她看了不解,大哥向她解释孩子们是在比花毽,先出招者做出连续组合後,接招者如果没能做出同样的招式便算输,输的一方要喂毽子给赢家踢,称做灌,「以一敌五,很不错。」
「下一个,换谁。」女孩出声,哪料男孩们你看看我、我看看你,转身一哄而散,气得女孩在後头跳脚。
孩子们都跑光後,四下一时间显得份外安静。
「真怀念。
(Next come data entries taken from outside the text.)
PR #431, opened 2020-12-15
MLC (max_bandwidth) update

garvct:
- Moved setting up hugepages on HB from install script to run script (remove hugepages on HB after running MLC)

- Renamed MLC run scripts.


xpillons (approved):
looks good for me

Issue #444, opened 2021-01-04
Tag resource group with the pipeline name


xpillons:

xpillons:
Closed by PR #445

PR #445, opened 2021-01-04
Tag resource group with pipeline context

xpillons:
add tags to the resource group created with :

- pipeline name
- job id
- build number

Closing #444


edwardsp (approved):
approved

PR #459, opened 2021-01-22
Updated lustre to 2.12.6

garvct:
-Updated lustre to 2.12.6
-Can use latest CentOS-HPC image and not have lustre client incompatibility issues with MOFED 5.1


xpillons:
Please change also the blocks/lustre-cluster.json and the cc_lustre example

xpillons (approved):
good for me

PR #278, opened 2017-06-04
Add support for Windows test bot using AppVeyor.

romandev:
This pull request is adding support for Windows test bot using AppVeyor.
Also, this CL is fixing bootstrap_test errors on Windows platform.

ISSUE=#139

Issue #139, opened 2017-03-01
Testing server for windows


hyungheo:
Travis is working for this project but it does not support the windows-os.

This project should support windows environment also.

So additional ci-service should be made for windows-os

romandev:
Looks great.

PR #279, opened 2017-06-05
Add support for CMD test on Windows.

romandev:
Introduced Windows test bot in #278 but it does test on PowerShell only.
But some developer might use a legacy CMD instead of PowserShell. So, we should
support for CMD test on Windows.

ISSUE=#139

### DIFF
--- a/absolute.cmd
+++ b/absolute.cmd
@@ -4,4 +4,5 @@
 
 @ECHO OFF
 set ABSOLUTE_PATH=%~dp0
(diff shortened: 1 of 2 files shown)


romandev:
This is unnecessary because our win bot is already running on CMD base.
We should add support for PowerShell instead of CMD.
I tried some ways but it doesn't work well yet.
So, I'll close this CL and then re-upload PowerShell patch again.

PR #280, opened 2017-06-05
Add support for PowerShell test on Windows.

romandev:
Introduced Windows test bot in #278 but it does test on CMD only. But some
developer might use PowerShell instead of the legacy CMD. So, we should
support for PowerShell test on Windows.

ISSUE=#139

### DIFF
--- a/.appveyor.yml
+++ b/.appveyor.yml
@@ -2,6 +2,7 @@ environment:
   nodejs_version: "6"
 
 test_script:
+  - ps: ./absolute bootstrap_test 2>&1
   - ./absolute lint
   - ./absolute bootstrap_test
 
--- a/package.json
+++ b/package.json
@@ -4,6 +4,7 @@
   },
 
   "devDependencies": {
+    "minimatch": "^3.0.2",
     "babel-core": "^6.14.0",
     "babel-preset-es2015": "^6.0.15",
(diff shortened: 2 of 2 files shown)


nadongguri:
I have a question of this PR because "./absolute bootstrap_test" works in powershell with the latest of master branch. I'm wondering what patches mean. :-)

nadongguri:
I have another question of test failure of appveyor, will it be okay? :-)

./absolute : npm WARN deprecated minimatch@2.0.10: Please update to minimatch 3.0.2 or higher to avoid a RegExp DoS issue
At line:1 char:1
+ ./absolute bootstrap_test 2>&1
+ ~~~~~~~~~~~~~~~~~~~~~~~~~~~~~~
    + CategoryInfo          : NotSpecified: (npm WARN deprec...egExp DoS issue:String) [], RemoteException
    + FullyQualifiedErrorId : NativeCommandError

romandev:
Thank you for your interesting. This is not perfect yet.
The AppVeyor is currently using CMD as default shell instead of PowerShell.
So, I had to add |ps:| keyword to the |test_script:| section.
BTW, in the PowerShell, if printing something out to stderr, then AppVeyor recognizes that error occurs.
So, we should fix the problem first. I think we can do workaround by disabling stderr but I'm not sure if it is a good way.

Issue #270, opened 2017-06-02
bootstrap/test/test-update.js implementation


Wuseok:
We need to check 'npm upate' working or not.
Current status is 
If package.json file is modified, to check modified date of this file, start to npm update command.
after finish update, it saved update time to .pkg_timestamp file. 

We have to check 
if(timestamp > package.json modified time) true : false

romandev:
Can you implement this test before next meeting?

Wuseok:
Hello romandev I update pull request. 
Could you check it?

nadongguri:
@Wuseok, I'm closing this issue.

PR #282, opened 2017-06-06
Check npm update module was added in bootstrap test

Wuseok:
Following issue #270
I added to check npm update module.

I try to test Windows and Linux.
Please check it

### DIFF
--- a/bootstrap/test/test-update.js
+++ b/bootstrap/test/test-update.js
@@ -11,6 +11,11 @@ const path = require('path');
 const fs = require('fs');
 
 describe('Update Test', () => {
+
+  it('Is npm update check file exist?', () => {
+	assert(fs.existsSync(".pkg_timestamp"));
+  });
+
   it('Is npm update working?', () => {
 	var pkg_stats = fs.statSync("package.json");
 	var timestamp_stats = fs.statSync(".pkg_timestamp");
--- a/bootstrap/test/test-update.js
+++ b/bootstrap/test/test-update.js
@@ -7,12 +7,14 @@
 // please check github issue number #242
 
 const assert = require('assert');
-const execSync = require('child_process').execSync;
+const path = require('path');
+const fs = require('fs');
 
 describe('Update Test', () => {
-  it('Is update was fine?', () => {
-	// FIXME(Wuseok): It will be updated new test module here.
-	// test-update.js will be check about npm update is successfully or not.
-	assert(true);
+  it('Is npm update working?', () => {
+	var pkg_stats = fs.statSync("package.json");
+	var timestamp_stats = fs.statSync(".pkg_timestamp");
+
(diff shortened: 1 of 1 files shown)


bootstrap/test/test-update.js
```diff
@@ -7,12 +7,14 @@
...
+const path = require('path');
+const fs = require('fs');
 
 describe('Update Test', () => {
-  it('Is update was fine?', () => {
-	// FIXME(Wuseok): It will be updated new test module here.
-	// test-update.js will be check about npm update is successfully or not.
-	assert(true);
+  it('Is npm update working?', () => {
+	var pkg_stats = fs.statSync("package.json");
```
romandev: I think you should do this test as follows:
* Test case 1. If the .pkg_timestamp doesn't exist, then .pkg_timestamp should be created after updating.
* Test case 2. If the .pkg_timestamp exists, then .pkg_timestamp should be modified (timestamp) after updating.

Wuseok: Ok. I will add to check timestamp file is created or not.

bootstrap/test/test-update.js
```diff
@@ -7,12 +7,19 @@
...
+const fs = require('fs');
 
 describe('Update Test', () => {
-  it('Is update was fine?', () => {
-	// FIXME(Wuseok): It will be updated new test module here.
-	// test-update.js will be check about npm update is successfully or not.
-	assert(true);
+
+  it('Is npm update check file exist?', () => {
+	assert(fs.existsSync(".pkg_timestamp"));
```
romandev: This is not a right way. I'll explain about my previous comment in more details.
> Test case 1. If the .pkg_timestamp doesn't exist, then .pkg_timestamp should be created after updating.

It means that if the .pkg_timestamp doesn't exist, then `absolute` command have to execute `npm update`.
So, the test should look like this:
1. assert .pkg_timestamp not exists
2. run absolute command
3. (Optionally) if possible, it's better to check whether some packages are actually installed or not.
4. assert .pkg_timestamp exists (if absolute command is not failed)

> Test case 2. If the .pkg_timestamp exists, then .pkg_timestamp should be modified (timestamp) after updating.

We probably can split this test into two small tests.
One thing should look like this:
1. assert .pkg_timestamp exists
2. assert .pkg_timestamp's modified time is newer than package.json.
3. Keep .pkg_timestamp's modified time to use it in step 5.
4. run absolute command
5. assert .pkg_timestamp's modified time == kept modified time (It means that the .pkg_timestamp's modified time is not updated)

Another thing should look like this:
1. assert .pkg_timestamp exists
2. assert package.json's modified time is newer than .pkg_timestamp's modified time.
3. Keep .pkg_timestamp's modified time to use it in step 5.
4. run absolute command
5. assert .pkg_timestamp's modified time is newer than kept modified time and package.json's modified time (It means that the .pkg_timestamp's modified time should be updated)

PR #283, opened 2017-06-06
Database Connection

coconutperm:
It need connect to database server when started server.


server/server.js
```diff
@@ -9,6 +9,7 @@ import bodyParser from 'body-parser';
 import config from './config';
 import httpsServer from './https_server/https_server';
 import redirectServer from './https_server/redirect_server';
+import dbConnect from './db/db_connect';
```
romandev: Do we really need this wrapper?
I think you can just use mongoose.connect() directly.
Also, please use promise version instead of old style version.
http://mongoosejs.com/docs/connections.html

server/db/db_connect.js
```diff
@@ -0,0 +1,27 @@
...
+function connectServer() {
+  mongoose.connection.on('error', console.error);
+  mongoose.connection.once('open', () => {
+    console.log('Connected to mongod server');
+  });
+  mongoose.connection.on('close', () => {
+    console.log('Mongoose disconnected');
+  });
+
+  mongoose.connect('localhost:27017/absolute', (error) => {
```
romandev: I think the URL is defined as named constant in other common file.

server/db/db_connect.js
```diff
@@ -0,0 +1,27 @@
...
+    console.log('mongodb connected');
+    if (error) {
+      console.error('mongodb connection error', error);
+    }
+  });
+}
+
+exports.connectServer = connectServer;
```
romandev: We should use ecma6 export.
For example, we can do it as follows:
```
export function hello() {
    // This function is exported.
}
```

」大哥起身,岚儿以为要走了,他突然跃身纵起,落地时手中莫名多出一枚毽子。
大哥笑着对她左首的人道,「来吗?」
空地上用足划出一条浅浅的沟,以之为界,大哥和疾哥哥各踞一侧,前者托着毽子,半秃的土灰色鸡羽在轻风中飘呀飘的,也不知是何年何月卡到了树上,如今落到大哥手中。
两人不比花招,而是踢足毽,类同女孩所说的灌的玩法,毽落地就算输,真正讲究的话,场上还会立竿子上红线,线离地五寸,毽不得低於绳、穿从绳下亦算输。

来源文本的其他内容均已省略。